Running terminated unexpectedly without error reported

Hi, all,

I recently encountered a problem: my in.file terminated after only running part of it without any error. The .sta file displays the following information:

===================================================================================
= BAD TERMINATION OF ONE OF YOUR APPLICATION PROCESSES
= PID 9721 RUNNING AT n0108
= EXIT CODE: 134
= CLEANING UP REMAINING PROCESSES
= YOU CAN IGNORE THE BELOW CLEANUP MESSAGES

YOUR APPLICATION TERMINATED WITH THE EXIT STRING: Aborted (signal 6)
This typically refers to a problem with your application.
Please see the FAQ page for debugging suggestions

Does it suggest that there is a problem with my lammps program, that is, there is a problem with lammps compilation? I don’t know much.

Has anyone encountered a similar problem? Welcome to leave a message. Thank you very much!

in.tightpath (5.8 KB)
86485.err (23.4 KB)
tightpath.sta (11.0 KB)

The answer is in the .err file. There you have:

*** Error in `/home1/hangc/lammps/lammps-29Sep2021/src/lmp_mpi': double free or corruption (!prev): 0x000000000437c4c0 ***
*** Error in `/home1/hangc/lammps/lammps-29Sep2021/src/lmp_mpi': double free or corruption (!prev): 0x0000000003993e80 ***

This would be due to a bug in the C++ source code somewhere.
Unfortunately, there is no debug info in this output, so it is not easily possible to identify which part of LAMMPS is causing this.

There is a small chance that the bug has been found and fixed since, so you can try running with the latest LAMMPS version 23 June 2022.

Thank you very much, teacher! I’ll try to use the latest version of lammps to see what will happen.

But I have another problem. During this running, many core.* files have been generated (not seen in other simulation), and total number of neighbors is always zero, so what does this mean?

The core files are a consequence of the bug in the code. You can safely delete them for now.

Nothing.

Unfortunately, even if I used the latest version (2022) of lammps (Intel compilation), the same running termination occurred again…
tightpath (1).sta (11.1 KB)
87906 (1).err (23.4 KB)

OK, I suspected as much, but it is helpful to confirm that the bug is present in the latest sources.

There are three things you can do to help tracking it down.

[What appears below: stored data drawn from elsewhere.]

PR #1126, opened 2023-08-18
Introduce Backend trait to allow different RPC (or other) backends to be implemented

jsdw:
Previously, Subxt looked something like:

```
high level APIs <- RPC calls
```

This PR introduces a `Backend` trait inbetween those; a trait which provides the minimal set of things that the high level APIs need (while trying to cater for what the new RPCs can provide). It then implements that trait for the "legacy" API methods, and migrates the high level code to using the trait rather than directly calling methods (in fact; making this impossible). So now we have:

```
high level APIs <- backend implementation <- RPC calls
```

(Where the RPC calls are just an implementation detail of the backend implementation)

I'd suggest to look at the `subxt/backend` folder first to see what this trait looks like, then the `subxt/backend/legacy` to see the `LegacyBackend` implementation, which is based on the old RPC methods.

The idea is that we can add a `v2` backend which is based on the new methods.

The examples are handy to look at next to see what's changed. Much of the rest of the code is fallout from adding this new backend thing!

There are a number of breaking changes here (mostly I'll cover below in the notes), but the high level APIs haven't changed significantly. Manually calling RPC methods is now more difficult, but still possible via creating an `RpcClient` manually, and using that to instantiate either/both of `LegacyRpcMethods` to make RPC calls and `OnlineClient` to do high level Subxt things. 

Random Notes:
- I've removed all of the `chainHead` RPC stuff at the moment. The plan is to put this stuff back as part of the new backend.
- `block.body().await.extrinsics()` is now just `block.extrinsics().await`; the body of a block only contains extrinsics anyway (the new API inparticular _only_ returns extrinsics, and not justifications, which we didn't expose anyway).
- Filling in gaps in finalized blocks is now handled by the backend, whose job it is to return a full stream.
- Things now take an `RpcClient` instead of an `Arc<impl RpcClientT>`. `RpcClient::from_url` replaces `default_rpc_client()`, or you can instantiate `RpcClient` from an underlying trait. I've done renames so that the raw trait stuff is better separated now (eg `Raw*` names) to make the difference clearer. One reason for this all is that calling RPC methods requires an RPC client, so it's easier if people can create a single `RpcClient` quite easily and then use that in the places it's needed).
- We have a new `BlockRef` type that, in the new backend, can try to "hold onto" a block, ie keep it from being unpinned, if it's alive. Things that may need to get details at a particular block should now keep the corresponding `BlockRef` around until they've finished. 
- Storage changes include removing the explicit "page_count" from the user API; the backend will now determine the page size to use if applicable, renaming `fetch_keys` to `fetch_keys_raw` (it returns raw bytes like fetch_raw), and making `iter()` hand back a proper `Stream` which should make it more ergonomic (and changes results from being `Result<Option<T>>` to `Option<Result<T>>`). Currently it fetches keys in batches but values individually; we can look to improve that again though if needbe.
- No more `client.rpc()`, because this is now an implementation detail of a specific `Backend`. Instead, you can `OnlineClient::from_backend` to pass a backend which has been instantiated with some RPC client that you can also use elsewhere.
- `tx.dry_run()` is now `tx.validate()` and uses a runtime call for validating (in part because the new RPCs won't expose a dry run call). This returns a different result though, leading to breakage here, so I've also kept the RPC call around so that one can manually call that instead if they need the old behaviour.
- `tx.submit()` used to directly call a submit RPC which handed the hash back. Now we delegate to `submit_and_watch` and return the hash once the first non-error status comes back, since the new APIs don't (currently) have a way to just submit a TX anyway.
- The underlying `TransactionProgress` events are altered to better fit the new API results (omitting a couple of details that the old API can't replicate). The high level API around submitting and watching is otherwise unchanged. 
- Stream-like things always have a `next()` method on them instead of eg `next_item()` now, which is mostly just a convenience to avoid needing to import `StreamExt` for this common op.


subxt/src/backend/mod.rs
```diff
@@ -0,0 +1,351 @@
...
+}
+
+/// The status of the transaction.
+///
+/// If the status is [`TransactionStatus::InFinalizedBlock`], [`TransactionStatus::Error`],
+/// [`TransactionStatus::Invalid`] or [`TransactionStatus::Dropped`], then no future
+/// events will be emitted.
+#[derive(Debug, Clone, PartialEq, Eq)]
+pub enum TransactionStatus<Hash> {
+    /// Transaction is part of the future queue.
```
tadeohepperle, line 310: I like the new `TransactionStatus`!

subxt/src/backend/mod.rs
```diff
@@ -0,0 +1,351 @@
...
+use async_trait::async_trait;
+use codec::{Decode, Encode};
+use futures::{Stream, StreamExt};
+use std::pin::Pin;
+use std::sync::Arc;
+
+/// Prevent the backend trait being implemented externally.
+#[doc(hidden)]
+pub(crate) mod sealed {
+    pub trait Sealed {}
```
tadeohepperle, line 24: What is the reason to put `Sealed` into a separate `mod`? Would `pub(crate) trait Sealed {}` not suffice?

subxt/src/backend/legacy/rpc_methods.rs
```diff
@@ -0,0 +1,532 @@
...
+            .client
+            .request("state_getMetadata", rpc_params![at])
+            .await?;
+        let metadata = Metadata::decode(&mut &bytes[..])?;
+        Ok(metadata)
+    }
+
+    /// Fetch system health
+    pub async fn system_health(&self) -> Result<SystemHealth, Error> {
+        self.client.request("system_health", rpc_params![]).await
```
tadeohepperle, line 97: I did not know these RPC methods were available, maybe we should add an example, that showcases all the little things we can fetch from a node?

tadeohepperle (approved):
I looked over the entire thing, looks good. From my understanding we will add a newer backend soon as a replacement of the `LegacyBackend`? If that is the case, what will be the mechanism by which it is determined what backend is used when an `OnlineClient` is constructed?

subxt/src/backend/mod.rs
jsdw: Good question! This is a bit of a hack, because if you have `pub (crate) trait Sealed` on it's own then you run into:

```
crate-private trait `Sealed` in public interface
can't leak crate-private trait
```

But having the trait be fully `pub` (but in a module that people can't access, so the thing is pub but nobody can name it) circumvents this. It's weird, but it's a generally established pattern that crates use for this purpose :)

(I have only skimmed it but maybe eg https://predr.ag/blog/definitive-guide-to-sealed-traits-in-rust/ is interesting; it also talks about another approach via methods that can't be implemented :))

subxt/src/backend/mod.rs
jsdw: It's basically much more similar to the one that the new APIs will return, so making this change now means that hopefully we won't need to change anything else as we implement the new backend :)

subxt/examples/blocks_subscribing.rs
```diff
@@ -24,8 +23,8 @@ async fn main() -> Result<(), Box<dyn std::error::Error>> {
         println!("  Extrinsics:");
 
         // Log each of the extrinsic with it's associated events:
-        let body = block.body().await?;
-        for ext in body.extrinsics().iter() {
+        let extrinsics = block.extrinsics().await?;
```
lexnv, line 26: Nice simplification for the end user!

If (ever) justification turns to be a thing in the future we could expose it on the same level as `extrinsics` (ie block.extrinsics())

subxt/src/tx/tx_client.rs
```diff
@@ -452,50 +455,323 @@ where
...
 }
+
+impl ValidationResult {
+    fn try_from_bytes(bytes: Vec<u8>) -> Result<ValidationResult, crate::Error> {
+        // TaggedTransactionQueue_validate_transaction returns this:
+        // https://github.com/paritytech/substrate/blob/0cdf7029017b70b7c83c21a4dc0aa1020e7914f6/primitives/runtime/src/transaction_validity.rs#L210
+        // We copy some of the inner types and put the three states (valid, invalid, unknown) into one enum,
+        // because from our perspective, the call was successful regardless.
+        if bytes[0] == 0 {
+            // ok: valid (more detail is available here, but ).
```
lexnv, line 574: nit: `ok: valid (more detail is available here, but we only care about the enum variant).`

subxt/src/tx/tx_client.rs
```diff
@@ -452,50 +455,323 @@ where
...
     }
 }
+
+impl ValidationResult {
+    fn try_from_bytes(bytes: Vec<u8>) -> Result<ValidationResult, crate::Error> {
+        // TaggedTransactionQueue_validate_transaction returns this:
+        // https://github.com/paritytech/substrate/blob/0cdf7029017b70b7c83c21a4dc0aa1020e7914f6/primitives/runtime/src/transaction_validity.rs#L210
+        // We copy some of the inner types and put the three states (valid, invalid, unknown) into one enum,
+        // because from our perspective, the call was successful regardless.
+        if bytes[0] == 0 {
```
lexnv, line 573: nit: In case we somehow don't receive an `Result<ValidTransaction, TransactionValidityError>` and end-up with some empty bytes, would it be beneficial to do a `bytes.get(0).expect("Invalid wire format for ValidationResult")`?

testing/integration-tests/src/full_client/client/mod.rs
```diff
@@ -442,227 +253,28 @@ async fn unsigned_extrinsic_is_same_shape_as_polkadotjs() {
...
-    Ok(())
-}
-
-#[tokio::test]
-async fn chainhead_unstable_follow() {
-    let ctx = test_context().await;
-    let api = ctx.client();
-
-    // Check subscription with runtime updates set on false.
-    let mut blocks = api.rpc().chainhead_unstable_follow(false).await.unwrap();
```
lexnv, line 470: I think this is fine since we plan to add them back under a dedicated backend for the Spec V2.

In the meanwhile, I remember this is used by [polakadot-interceptor here](https://github.com/paritytech/polkadot-introspector/blob/7284fc638d241d23063f4a1607fb158c76a856ff/essentials/src/api/subxt_wrapper.rs#L693-L701).  However I think, the same could be achieved with the new Subxt API (for reference @AndreiEres ) which will allow seamless transition between `chainHead` and the legacy RPC.

IIRC this was used to create a metric about the duration time between two reported blocks (either best / finalized), we could work together here to find an appropriate solution with the new API (we might merge the 2 streams for best and finalized)

lexnv (approved):
Amazing work here! 👍

testing/integration-tests/src/full_client/client/mod.rs
AndreiEres: Thank you for mentioning me! I should've expected it by `unstable` mark in `chainHead` call :-) 

So I see that I should switch our subscription in introspector to new API, right? Which one, btw?

lexnv: After we release the next subxt version, merging the [Backend::stream_best_block_headers](https://github.com/paritytech/subxt/pull/1126/files#diff-17bc33d8a1d22f8fcb082c5eff935dfa21b562c9d9133b520c357e9975e48bdaR170) and [Backend::stream_finalized_block_headers](https://github.com/paritytech/subxt/pull/1126/files#diff-17bc33d8a1d22f8fcb082c5eff935dfa21b562c9d9133b520c357e9975e48bdaR183) should produce the same information as the `chainHead`

jsdw: Would this call also work (if all you care about is the time between _any_ new block)?

```rust
api.blocks().subscribe_all().await
```

or 

```rust
api.blocks().subscribe_best().await
```

If you care about all new "best" blocks.

subxt/src/backend/mod.rs
tadeohepperle: Oh that is very interesting!

subxt/examples/blocks_subscribing.rs
jsdw: Yup definitely; if they are a thing then they won't be in the block body I guess anyway (since the body of a block afaik is just the extrinsics). I'm not actually sure where they live offhand; maybe theres a storage or runtime API call to fetch them (I haven't looked!)

subxt/src/tx/tx_client.rs
jsdw: Hehe I feel like I do this quite often; get distracted and forget to finish comments!

testing/integration-tests/src/full_client/client/mod.rs
AndreiEres: Thank you

PR #1931, opened 2025-02-24
Support constructing and submitting V5 transactions

jsdw:
This PR adds support for constructing v5 bare and general extrinsics, and updates some of the surrounding terminology to match that of polkadot-sdk More concretely:

- Add support for `VerifySignature` transaction extension (this is how a signature is passed in a V5 general extrinsic)
- Make alterations to allow this to be populated as needed, and for the correct signer payload to be constructed (in V5, we _always_ hash the payload, we ignore any extensions prior to/including `VerifySignature` when constructing the payload, and we inject signature into this payload just prior to submitting).
- Simplify setting mortality; no longer need to provide the "from" block details, just the number of blocks to be valid from.
- Change `RefineParams` into `Params` and change interface to `inject_*` to align with how we now inject signature.
- add versioned methods to create extrinsics; `create_v4_partial`, `create_v5_partial`, `create_v4_partial_offline`, `create_v5_partial_offline`, `create_v4_unsigned`, `create_v5_bare`. Add similar to subxt_core (only having versioned methods at that level).
- Signer methods take `T::AccountId` rather than `T::Address` now because this is what V5 requires, and only AccountId was ever useful in v4 anyway. `SignerT::address` is thus not needed and removed. (See https://github.com/paritytech/polkadot-sdk/blob/cf52a0d960a17b4d023bb7c9351e159c60227c85/docs/sdk/src/reference_docs/extrinsic_encoding.rs#L100)
- Renames:  `create_partial_signed` => `create_partial`, `SignedExtension` => `TransactionExtension`, `extra` => `value`, `additional` => `implicit`, `PartialExtrinsic` => `PartialTransaction`, `SubmittableExtrinsic` => `SubmittableTransaction`
- Add tests to create and then decode extrinsics (via frame_decode) to help ensure things are working.

Todo:

- [x] Use frame-decode to check that we can decode constructed transactions properly
- [x] Address vs AccountId; do we need to allow both or support v4 construction as a fallback?


core/src/config/extrinsic_params.rs
```diff
@@ -28,15 +28,82 @@ pub trait ExtrinsicParams<T: Config>: ExtrinsicParamsEncoder + Sized + Send + 's
...
+    /// parameters to some buffer that has been provided. These parameters are
+    /// _not_ sent along with the transaction, but are taken into account when
     /// signing it, meaning the client and node must agree on their values.
-    fn encode_additional_to(&self, _v: &mut Vec<u8>) {}
+    fn encode_implicit_to(&self, _v: &mut Vec<u8>) {}
+
+    /// Set the signature. This happens after we have constructed the extrinsic params,
+    /// and so is defined here rather than on the params, below. We need to use `&dyn Any`
+    /// to keep this trait object safe, but can downcast in the impls.
+    fn inject_signature(&mut self, _account_id: &dyn Any, _signature: &dyn Any) {}
```
niklasad1, line 57: aye, I see the downcast/upcast annoyance now

core/src/tx/mod.rs
```diff
@@ -89,27 +91,70 @@ pub fn validate<Call: Payload>(call: &Call, metadata: &Metadata) -> Result<(), E
...
+    call: &Call,
+    tx_version: u8,
+    metadata: &Metadata,
 ) -> Result<Transaction<T>, Error> {
     // 1. Validate this call against the current node metadata if the call comes
     // with a hash allowing us to do so.
     validate(call, metadata)?;
 
-    // 2. Encode extrinsic
+    // 3. Encode extrinsic
```
niklasad1, line 153:
```suggestion
    // 2. Encode extrinsic
```

revert, looks like it was correct before

metadata/src/from_into/v15.rs
```diff
@@ -330,9 +332,23 @@ mod into_v15 {
...
+            // pick just one of these if converting back to V14/V15 metadata.
+            //
+            // - Picking the largest may mean that older tooling won't be compatible (it may only
+            //   check/support older version).
+            // - Picking the smallest may mean that newer tooling won't work, or newer methods won't
+            //   work.
+            //
+            // Either could make sense, but we keep the oldest to prioritize backward compat with
+            // older tooling.
+            version: *e
```
niklasad1, line 345: does this mean in practice that we will probably just use transaction v4 if we assume both formats are supported by the node we connected to?

core/src/config/extrinsic_params.rs
jsdw: Yup exactly; the impl has access to `T: Config` and the types come from a client with the same config, so all should work, but yeah let's make the warnings way clearer here!

metadata/src/from_into/v15.rs
jsdw: Yup; we pick the lowest version for now because we know it'll work!

(for instance, right now you can submit v5 extrinsics but the `VerifySignature` extension doesn't appear to be used yet anywhere, which means you couldn't sign them, so they would fail anyways)

core/src/config/default_extrinsic_params.rs
```diff
@@ -2,32 +2,32 @@
...
 >;
 
 /// A builder that outputs the set of [`super::ExtrinsicParams::Params`] required for
 /// [`DefaultExtrinsicParams`]. This may expose methods that aren't applicable to the current
 /// chain; such values will simply be ignored if so.
 pub struct DefaultExtrinsicParamsBuilder<T: Config> {
-    /// `None` means the tx will be immortal.
-    mortality: Option<Mortality<T::Hash>>,
+    /// `None` means the tx will be immortal, else it's mortal for N blocks (if possible).
+    mortality: Option<u64>,
```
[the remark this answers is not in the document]
jsdw: I messed with everything a bunch and then realised I had to undo a load of stuff, but wanted to keep not needing the block hash too :)

subxt/src/tx/tx_client.rs
```diff
@@ -50,59 +51,143 @@ impl<T: Config, C: OfflineClientT<T>> TxClient<T, C> {
...
+        })
+    }
+
+    /// Create a partial transaction. Depending on the metadata, we might end up constructing either a v4 or
+    /// v5 transaction. See [`subxt_core::tx`] if you'd like to manually pick the version to construct
     ///
     /// Note: if not provided, the default account nonce will be set to 0 and the default mortality will be _immortal_.
     /// This is because this method runs offline, and so is unable to fetch the data needed for more appropriate values.
-    pub fn create_partial_signed_offline<Call>(
+    pub fn create_partial_offline<Call>(
```
niklasad1, line 115: create_partial_signed_offline removed?

I guess one needs to call sign expliclity on it now?

niklasad1 (approved):
Nice, looks way cleaner than I had mind.

Perhaps just some extra clarification on the method that exposes the dyn Any stuff.

subxt/src/tx/tx_client.rs
jsdw: It's just calleed `create_partial_offline` now :)

The "signed" bit felt confusing because the thing being created is partial but it's definitely not signed yet!

jsdw:
Tests passed but CI issue cleaning caches so merging anyway.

  1. Obtain a stack trace from the crashed executable and provide it. Please see 11.4. Debugging crashes — LAMMPS documentation
    In your case, you can use something like gdb /path/to/lmp_mpi core.### to try obtaining a stack trace from one of the already crashed coredumps. You can use google if you need to learn more details about the gdb command
  2. Obtain a stack trace and memory access error report using valgrind (if that is available on the machine you are running). Again see: 11.4. Debugging crashes — LAMMPS documentation but note that LAMMPS will run very slow when run under valgrind
  3. create and provide an input deck that reproduces the issue with as few atoms as possible and with fewer simulation steps. This doesn’t have to do proper science, just trigger the bug easily and quickly, so that I could do steps 1. and 2. by myself on my development machine and then experiment with various changes to the source code to resolve the issue.

Fortunately, I divided this simulation into two stages (two in. files), and the problem was solved. If I have time, I will consider your suggestions carefully. Thank you very much for your guidance.

Nothing is solved this way. This bug can hit you any time again.
How do you know that your simulation is correct? You may have bypassed the part that makes your simulation crash, but it still can have corrupted data.